Duncan Bishop stared down at his father who sat behind the huge wood-and-marble desk in the private office of the CEO of Bishop International. The room was dead silent as the old man’s words faded into nothingness.

Duncan Ross Bishop, or D.R. as he liked to be called, stared right back at his son, a look on his face that Duncan had seen many times in the years he’d been part of the Bishop business dealings. The “I’m doing it my way, so get out of my way” look. Before it had been annoying, maybe even frustrating, but now it was sickening.

“Gary Tellgare is a friend.”

D. R. Bishop, a giant of a man, was as fit and hard physically as he was in the business world. With a full head of snow-white hair, a neatly trimmed beard to match, a deeply tanned complexion and a penchant for dark suits that emphasized his size, he knew how to intimidate. With the wave of a hand, he lopped off heads in business and never flinched.

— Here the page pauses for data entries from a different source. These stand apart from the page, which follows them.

PR #223, opened 2022-05-05
Update mcu design to search for valid pin assignments

d-haldane:


utils/micro-controllers.stanza
```diff
@@ -71,6 +71,21 @@ public defn micro-controller (params:Tuple<KeyValue>) -> (Tuple<KeyValue<Symbol,
   val component = to-jitx(mcu)
   mcu-module(component)
 
+public defn find-micro-controller (core-parameters:Tuple<KeyValue<String, ?>>, 
+                            module-parameters:Tuple<KeyValue<Symbol, ?>>,  
+                            mcu-design) :
+  val possible-mcus = MicroControllers(core-parameters, 10)
```
bhusang, line 77: Why 10? Is that just a way to limit it to the 10 best? What if none of the 10 works in the pin search?

d-haldane: Then it fails. This design tries the 10 smallest given the parameters. Checking each one is quite slow. I could make the number to check an agrument if you want.

designs/mcu.stanza
```diff
@@ -10,13 +10,28 @@ defpackage ocdb/designs/mcu :
   import ocdb/design-vars
   import ocdb/micro-controllers
 
-println("Available mcu cores: %_" % [look-up-micro-controllers("core")])
-
 val BOARD-SHAPE = RoundedRectangle(25.0, 25.0, 0.25)
-pcb-module my-design:
-  inst mcu : micro-controller(["core" => "ARM Cortex-M3"])([`cap-bypass-package => 4.7e-6])
+DESIGN-QUANTITY = 0
+OPTIMIZE-FOR = ["area"]
```
PhilippeFerreiraDeSousa, line 15: FYI, you are still filtering on sellers in your jitx.params / user.params.

bhusang (approved):
Looks good!

utils/micro-controllers.stanza
m-hilgendorf: adding as a parameter defaulted to 10 is a good strategy

PhilippeFerreiraDeSousa: The default limit is 25 across the board
```
public defn dbquery-all (params: Tuple<KeyValue<String, Tuple<String>|Tuple<Double>|String|Double|Int>>) -> Tuple<JSON> :
  dbquery(params, 25)
```
However I haven't defined constructors without limit argument fro Resistors, Inductors, Capacitors, MicroControllers. But better not start mixing different values for default limits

Now he waved his large hand dismissively at Duncan on the other side of the desk. “Damn it, that doesn’t have any bearing on this. There are no friends in business. We need his routing division, and Tellgare runs a half-baked company that doesn’t need it. So, we get it…any way we can.”

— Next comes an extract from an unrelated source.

PR #227, opened 2022-05-10
Fix for invalid check for pullup resistors on Digital I/O lines

m-hilgendorf:


bhusang (approved):
Looks good -- or versus and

Although Duncan never wore a beard, and his hair was dark brown with gold highlights, he matched his father physically with a solid, six-foot-three-inch frame, tanned skin, dark brown eyes and a penchant for dark, three-piece business suits. But other than DNA, right now they had nothing in common. “You’ve crossed the line if you try to ruin Tellgare.”

D.R. rocked his leather chair back, tented his fingers and studied his son with eyes as dark as night. “Crossed the line?”

Duncan leaned forward, pressing both palms down on the reflective surface of the cold desk. “Damn straight.”

“Oh, come on,” D.R. said with an exaggerated sigh. “I don’t have time for this bleeding-heart garbage. Just get it done.”

Duncan had heard those words before, and he was incredibly tired of them. He felt numb from watching his father destroy anything in his path. “I don’t have time for this, either,” he finally said as he straightened.

“Then get on with it.” D.R. pushed a folder on his desk over to Duncan. “Get to Legal and tell them to change this.”

He ignored the file. “No. If you’re going after Tellgare, count me out.”

The folder sat between them as D.R. drilled Duncan with a ferocious glare. “What?” he demanded.

“Are you going after Tellgare?”

“To use your words, damn straight.” The older man sat back and crossed his arms on his chest. “Damn straight.”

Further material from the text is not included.